# MEDIO FÍSICO > Acuiferos - Aguas Subterraneas >  Permitido usar pozos ilegales del Campo de Cartagena mientras dure el Decreto de Sequía

## NoRegistrado

> Los agricultores del Campo de Cartagena han logrado que la Confederación Hidrográfica del Segura (CHS) permita el uso de los alrededor de setecientos pozos ilegales de la comarca al amparo del Decreto de Sequía. «Estas actuaciones permitirán paliar la situación de escasez de recursos que están sufriendo los regantes de esta zona», explicaron desde la CHS.
> 
> Los regantes se mostraron satisfechos de la decisión, ya que varios propietarios habían recibido expedientes sancionadores en los que se les multaba con 6.000 euros por extraer agua de un pozo no autorizado, y se les conminaba a precintarlo.
> 
> El presidente de los regantes de Cartagena, Francisco Sáez, indicó que llevaban, «de motu propio» desde 2007 intentando que la CHS legalizara estos pozos, «pero no se ha hecho nada y ahora nos denuncian». La solución de la CHS «sirve por ahora».
> 
> Por su parte, desde Coag, organización agraria que ha apoyado a los agricultores en esta iniciativa, su presidente, Miguel Padilla, indicó que los regantes «han actuado de buena fe» y que estos pozos no afectan al acuífero, que se recarga todos los años.

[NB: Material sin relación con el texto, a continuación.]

PR #474, opened 2023-11-29
Now removes field by dragging away

### LINKED ISSUE #272: Cannot remove published fields by dragging them away
[Private Zenhub Image](https://api.zenhub.com/attachedFiles/eyJfcmFpbHMiOnsibWVzc2FnZSI6IkJBaHBBdUFYIiwiZXhwIjpudWxsLCJwdXIiOiJibG9iX2lkIn19--7c7d5292e87bc17dcba58f1396d49aec6187219d/Screenshot%202023-08-18%20at%206.58.25%20pm.png)

cazcam34:
Fixed without needing to upgrade (just needed removeOnSpill set to true) - followed the doc here: https://valor-software.com/ng2-dragula/index.html

Modified some styling as per new TC style

### DIFF
--- a/ui/admin-portal/package-lock.json
+++ b/ui/admin-portal/package-lock.json
@@ -2440,6 +2440,15 @@
         "node": ">=6.9.0"
       }
     },
+    "node_modules/@colors/colors": {
+      "version": "1.5.0",
+      "resolved": "https://registry.npmjs.org/@colors/colors/-/colors-1.5.0.tgz",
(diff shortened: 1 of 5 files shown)


cazcam34:
Side note... I ran npm install as I was instructed to since updating staging. I ran it while in this branch, so it's pushed up my updated package lock files. What is the best way to do the npm installs, it seems wrong that those package lock files are in my commit?

camerojo:
> Side note... I ran npm install as I was instructed to since updating staging. I ran it while in this branch, so it's pushed up my updated package lock files. What is the best way to do the npm installs, it seems wrong that those package lock files are in my commit?

We have always done that - and I think it was recommended somewhere - but I don't know why. It is never used in builds - the builds only look at the package.json - and autogenerate a new package lock file. So I don't think it matters,

camerojo (approved):
Approved - see comment

PR #475, opened 2023-11-29
306 remove old fields from candidate visa check table

### LINKED ISSUE #306: Remove old fields from Candidate Visa Check table
No longer use the fields 'eligibility' or 'assessmentNotes' these were added at the very start of the visa check development, but aren't used.

cazcam34:
Removed the old fields in the code and in a flyways branch.


camerojo (approved):
Approved

Issue #169, opened 2023-07-13
SF staging sandbox


sadatmalik:

samschlicht:
@camerojo steps so far:
- Logged into SF sandbox (Prod SF > Setup > Sandboxes)
- Setup > Apps > App Manager
- Replicated prod connection settings except for the root URL and digital certificate, which was generated using this command: openssl req -x509 -newkey rsa:1024 -nodes -keyout key.pem -out cert.pem -days 36500 -subj "/O=Talent Catalog/CN=www.tctalent-test.org/"
- Next, we need to point the test app at the SF staging sandbox (application.yaml / terraform.tfvars ?), using the new private key

samschlicht:
Logging a Q/concern - there are files such as...
 
- ui/admin-portal/src/app/model/base.ts /  
- ui/admin-portal/src/app/services/salesforce.service.ts
- server/src/main/java/org/tbbtalent/server/util/SalesforceHelper.java
- server/src/main/java/org/tbbtalent/server/model/sf/SalesforceObjectBase.java

...that use the SF root URL, which is different for the sandbox. This may be a tricky aspect of making this work.

samschlicht:
[ ] update configuration JSON on AWS test

samschlicht:
- [ ] Once happy with all the above steps, the next will be to test that connection to SF prod still works by including the env var in the TEST AWS JSON
- [ ] Assuming that it does, remove it, then add it to a new PROD AWS JSON

We should then be confident that we have a working SF Sandbox connection in TC dev and test, and a working SF Prod connection in TC prod.

samschlicht:
To see SF client id Setup > App Manager > right-hand arrow > 'View' > 'Manage Consumer Details'

samschlicht:
move client_id to tbb_secrets etc instead of in version control

samschlicht:
Deleted my previous comments because I'm using quite a different approach than initially planned.

Rather than create a new SF connected app, I'm able to use the existing 'tbbtalent' SF _connected app_ that TC prod is using for connection to SF prod. The same credentials work for my sandbox user to gain access to the sandbox, using a different set of variables for the JWT bearer token (which obtains an access token from SF) and URLs to point to and edit/create objects in the respective environment.

I've manually edited these variables and everything's working from dev. Next steps:

[...]

PR #495, opened 2023-12-04
all live candidates nightly SF->TC sync

### LINKED ISSUE #402: Sync TC candidates to SF
As a TBB staff member
I would like to be able to access and analyse live-ish candidate data using Salesforce and Sopact reporting tools
To better understand and present information regarding our candidates

This was primarily instigated by the Sopact-TBB team's request for access to this data for the impact dashboard. There have also been other requests, such as from the comms team to populate their candidate mailing list and more efficiently produce the Talent Catalog snapshot.

John met with Sopact and tentatively settled on the most efficient and secure way of achieving this being to extend our SF API connection to include all live candidate records.

The Sopact team and other stakeholders will need to decide what data they need to gather on SF and as part of this issue we'll adapt the contact records accordingly. Then we can set up a nightly sync.

samschlicht:


samschlicht:
@sadatmalik @camerojo 
Just noting that the failed check is the same as last time I had to amend the terraform build — Sadat surveyed it as harmless and we went ahead without issues!

camerojo (dismissed):

sadatmalik:
Here's the analysis from the previous time when we have encountered an issue with the Terraform plan action:

https://refugeejobsmarket.slack.com/archives/C0583HJ9CHM/p1694697103881089

The conclusion at that time was this could be safely ignored. The issue was that the Plan step was failing because it could not yet retrieve the terraform.tfvars file - which is what we would expect.

The issue this time is a different failure cause - it is the Init step that is failing, not the Plan step like before.

Needs further investigation before merging.

sadatmalik (changes requested):
See my PR comment - need to check the failed Terraform action. It is failing on a different step than the previous time.

samschlicht:
Thanks, @sadatmalik! The errors on the checks for my previous SF issue #169 were actually the same, as pictured:
Screenshot 2024-01-10 at 1 01 40 pm

Screenshot 2024-01-10 at 1 02 21 pm

I think the confusion may stem from your Slack post having addressed the errors that were causing the fail (Exit code 1), but not the deprecation warnings. Noting that I decided to fix those warnings anyway, moving forward as #557. 

There's a similar deprecation warning for tc-build so I've logged that as issue #558.

samschlicht:
@sadatmalik I'm actually thinking we should do this TODO to avoid future confusion resulting from Terraform checks, so I've logged it as issue #559.

`      - name: Plan Terraform
        id: plan
        run: |
          terraform plan -no-color -input=false
        # TODO: terraform.tfvars should be copied from github secrets to the env.INFRA_PATH directory
        continue-on-error: true
        working-directory: ${{ env.INFRA_PATH }}`

samschlicht:
@sadatmalik actually just realised I didn't fully address your comment — you may not remember last time we were up against this failed terraform check, we actually took a little run at it with John in the dev meeting. 

We appended the init statement like so: `terraform init -upgrade`, which got us past the init stage and onto plan, where it subsequently failed anyway. It's at that point that you did your investigation resulting in the Slack post. So, unless I'm missing something, we have the same error. I've made a note to discuss in our 1-1.

sadatmalik:
Hey @samschlicht just noting that the error was indeed different. In the action summary you will see it terminate with exit code 1 in each case. This is what you have posted above. But it is a little misleading as the action itself is named Terraform plan, so it appears as if it's failed on the "plan" step in both cases. However you need to click into the action details to see where it actually failed:

Pre-Christmas - init step failing:
Screenshot 2024-01-12 at 09 17 42

Now - plan step failing:
Screenshot 2024-01-12 at 09 18 48

You are correct though that it is the `terraform init -upgrade` that was required at the init step failure - well done for remembering. I do recall now that we did this in a 1-1 when troubleshooting it the first time around. Worth documenting all this.

Now that it is failing at the plan step - it is - as before - safe to ignore. Therefore I'm removing the check PR status. Unfortunately it's picked up some merge conflicts; but it is good to go once they are resolved.

sadatmalik (dismissed):

sadatmalik (approved):
Approved

Issue #161, opened 2023-07-12
Sync TC candidate dependants with SF [Linking family size information from TC intakes to SF candidate opportunities]


sadatmalik:
SF can have dependants (synced from TC) and dependants relocating. If dependants relocating is blank, it can default from dependants.

That way, updating from TC will only overwrite dependents on SF. Dependants relocating can be updated manually (eg removing some dependants who are not actually going to relocate)

See https://refugeejobsmarket.slack.com/archives/C7QK72T4J/p1647914873328889?thread_ts=1647764457.197539&cid=C7QK72T4J

sadatmalik:
Migrated from Trello following discussion with Zeynep.

Duplicate Trello tickets:
- Link dependants gender field to salesforce to calculate relocation information for dependents
- Linking family size from TC to people moves report on SF. Will need: Relocating men, Relocating women, Relocating boys, Relocating girls

tbbadmin:
- [x] #148

samschlicht:
**Draft plan**
Will test this in TC Staging-SF Sandbox before making any changes to SF Prod - noting slight concern re object limit on partial-copy sandboxes, which is 10,000 per object. I'm thinking I'll only sync the first 5,000 from TC Staging, so there'll need to be a bit of if logic to deal with that. Judging by some online comments, hitting that upper limit can make the sandbox do some strange things that I'd rather not have to deal with.

 Add desired to fields to SF SANDBOX contact records, which Sarah, Zeynep and I compiled in this doc (will add link to this as soon as I find it!) - including the new email consent fields that Caroline has added.
-[ ] Amend ContactRequest nested class in SalesforceService to include these fields
-[ ]  Make a @Scheduled method in SalesforceService using SalesforceService.createOrUpdateCandidates, passing an ordered list of all live candidates on DB, incl. also the method from CandidateOpportunityService.createUpdateCandidateOpportunities to update the SF link for all of them (which is why the list needs to be ordered) (Q - is it a problem to do this for all candidates every time? I'm thinking we will need to update existing SF records, so I don't know what the alternative would be)
-[ ] After merge, check that it's working on TC Staging and SF Sandbox and, if so, replicate the object changes on SF prod ready for the next release (or is there a way to check an @Scheduled method from dev?)
[...]

PR #496, opened 2023-12-04
416 visa related candidate dependant information needs to be stored separately on the tc database

### LINKED ISSUE #416: Visa related candidate dependant information needs to be stored separately on the TC database
As a destination partner working on relocation visas
I need to be able to specify which of a candidate's dependants (if any) will be relocating with them
so that the visa application can be submitted.

As a work around - this information about who is coming with the candidate can be recorded in notes or externally.

See discussion at https://refugeejobsmarket.slack.com/archives/C03U6MWRTN0/p1698835871742759?thread_ts=1697750466.992479&cid=C03U6MWRTN0

cazcam34:
Added new field to allow users to select which dependants are to be included on each visa job check. Although a many to many table seemed to make sense (one visa job check can have multiple dependants, but also a dependant can be associated with multiple visa job checks) it felt a little unnecessary, as we dont need the inverse relationship of looking at a dependant and seeing which visa jobs are associated. 

I discussed with @camerojo and it seemed saving a list of ids of the candidate dependants was a simpler and better solution for what we are needing. I added some doc to the code as to why it is saved as a string (and I used a similar example of countryIds string in SavedSearch). This then required some conversion to a list of ids so that we could display these in the ng select.

### DIFF
--- a/server/src/main/java/org/tctalent/server/api/admin/CandidateVisaCheckAdminApi.java
+++ b/server/src/main/java/org/tctalent/server/api/admin/CandidateVisaCheckAdminApi.java
@@ -178,6 +178,7 @@ public class CandidateVisaCheckAdminApi
                 .add("occupationSubCategory")
                 .add("englishThreshold")
                 .add("englishThresholdNotes")
+                .add("relocatingDependantIds")
                 ;
     }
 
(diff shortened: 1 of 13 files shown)


cazcam34:
Just remembered that this influences #161 - is the string of dependant ids going to be useful when synced to SF? @samschlicht this might be worth a look to see if this will work with your plans for #161.

sadatmalik (approved):
Reviewed + approved.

Fuente: http://www.laopiniondemurcia.es/comu...po/676412.html

 Regadíos ilegales, pozos ilegales. Un montón de cosas ilegales.
Y la CHS se lo permite.

Así, qué va a impedir a cualquiera cometer cualquier tipo de ilegalidad en éste campo?? NADIE.

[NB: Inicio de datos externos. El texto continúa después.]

PR #528, opened 2023-12-18
Clarify registration screen

### LINKED ISSUE #131: Clarify registration screen
As a Candidate
I would like it to be clearer what my email address will be used for
So that I know it will be used as my account username / login

Agree a way with Noura/Zeynep etc. how to convey this info to candidates in the appropriate place with the appropriate wording so that

i) candidates are clear on how their email will be used and will remember what they are inputting in this field
ii) candidates consent to their email address being used for us to contact them regarding their application early on in the registration process - i.e. so we can contact them should they fail to fully complete their registration to remind them to do so

Desirable -
It would be good to send an email verification link to candidates - this would in no way restrict them from continuing with their registration - but it is useful info for admins to have so they can see which email accounts were verified during the registration process and which were not

sadatmalik:
This PR:

Introduces a new step in the candidate registration process for the explicit creation of a user account prior to proceeding with further registration steps.

See:
https://www.canva.com/design/DAFy2GEU1hs/DTN3tqBnCQxZpcPoLCFkQw/edit


sadatmalik:
Done:

cazcam34 (approved):

PR #551, opened 2024-01-08
Added new relocated no job offer pathway stage

### LINKED ISSUE #257: New inactive stage for "No Job Offer" candidates - "Relocated through no job offer pathway"
Canada has a pathway which selects refugees based on their skills, without needing any sponsoring job offer.

This is a controversial pathway (refugee selection based on skills rather than vulnerability) and does not match TBB's employer led labour mobility model. However, TBB has chosen to use this pathway in Canada.

We need a way of tagging candidates that relocate through this pathway so that they can be reported on separately.

cazcam34:


server/src/main/java/org/tctalent/server/model/db/CandidateOpportunityStage.java
```diff
@@ -19,9 +19,8 @@
 /**
  * Note that the string values of this enum MUST match the actual stage names for candidate
  * opportunities on Salesforce.
- * <p/>
  * See https://docs.google.com/document/d/1B6DmpYaONV_yNmyAqL76cu0TUQcpNgKtOmKELCkpRoc/edit#heading=h.qx7je1tuwoqv
- * <p/>
```
camerojo, line 24: Why did you remove this spacing? It makes the generated Javadoc look better.

camerojo (approved):
Approved but see comment about the Javadoc
@cazcam34

PR #554, opened 2024-01-08
351 create sf jobs from tc

### LINKED ISSUE #351: Create SF jobs from TC
TC staff create jobs directly on SF at the moment. This doesn't work for recruiter access, who will not have access to SF.

We still need SF jobs to be created but this should all be done from the TC.

camerojo:


server/src/main/java/org/tctalent/server/model/db/AbstractSalesforceObject.java
```diff
@@ -0,0 +1,43 @@
...
+
+/**
+ * Base class of entities with corresponding objects on Salesforce.
+ *
+ * @author John Cameron
+ */
+@Getter
+@Setter
+@MappedSuperclass
+public class AbstractSalesforceObject extends AbstractAuditableDomainObject<Long> {
```
sadatmalik, line 31: `public abstract class AbstractSalesforceObject extends AbstractAuditableDomainObject<Long> {`

sadatmalik, line 31:
```suggestion
public abstract class AbstractSalesforceObject extends AbstractAuditableDomainObject<Long> {
```

server/src/main/java/org/tctalent/server/model/db/AbstractOpportunity.java
```diff
@@ -32,7 +32,7 @@
 @Getter
 @Setter
 @MappedSuperclass
-public class AbstractOpportunity extends AbstractAuditableDomainObject<Long> {
+public class AbstractOpportunity extends AbstractSalesforceObject {
```
sadatmalik, line 35:
```suggestion
public abstract class AbstractOpportunity extends AbstractSalesforceObject {
```

sadatmalik (dismissed):
Approved

server/src/main/java/org/tctalent/server/model/db/AbstractSalesforceObject.java
camerojo: I initially had this as abstract - but I recall it lead to JPA problems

Anda que no quedan cosas por hacer y arreglar, lo primero que las autoridades ejerzan la misma.

Saludos. Miguel.

----------

Varanya (29-sep-2015)

----------


## Asteriom

Perdonad pero no acabo de entender que se considere necesario en estos meses. En el Campo de Cargagena este Otoño esta siendo de lluvias abundantes y persistentes. Adjunto link del gráfico AEMET del observatorio de San Javier. http://www.aemet.es/es/serviciosclim...031&datos=prec

Saludos




> Fuente: http://www.laopiniondemurcia.es/comu...po/676412.html
> 
>  Regadíos ilegales, pozos ilegales. Un montón de cosas ilegales.
> Y la CHS se lo permite.
> 
> Así, qué va a impedir a cualquiera cometer cualquier tipo de ilegalidad en éste campo?? NADIE.
> 
> Anda que no quedan cosas por hacer y arreglar, lo primero que las autoridades ejerzan la misma.
> 
> Saludos. Miguel.

----------


## NoRegistrado

> Perdonad pero no acabo de entender que se considere necesario en estos meses. En el Campo de Cargagena este Otoño esta siendo de lluvias abundantes y persistentes. Adjunto link del gráfico AEMET del observatorio de San Javier. http://www.aemet.es/es/serviciosclim...031&datos=prec
> 
> Saludos


Ni lo entiendes tú, ni lo entiende la mayor parte de los españoles. Es incomprensibles.

Por cierto, bienvenido.

Saludos. Miguel

----------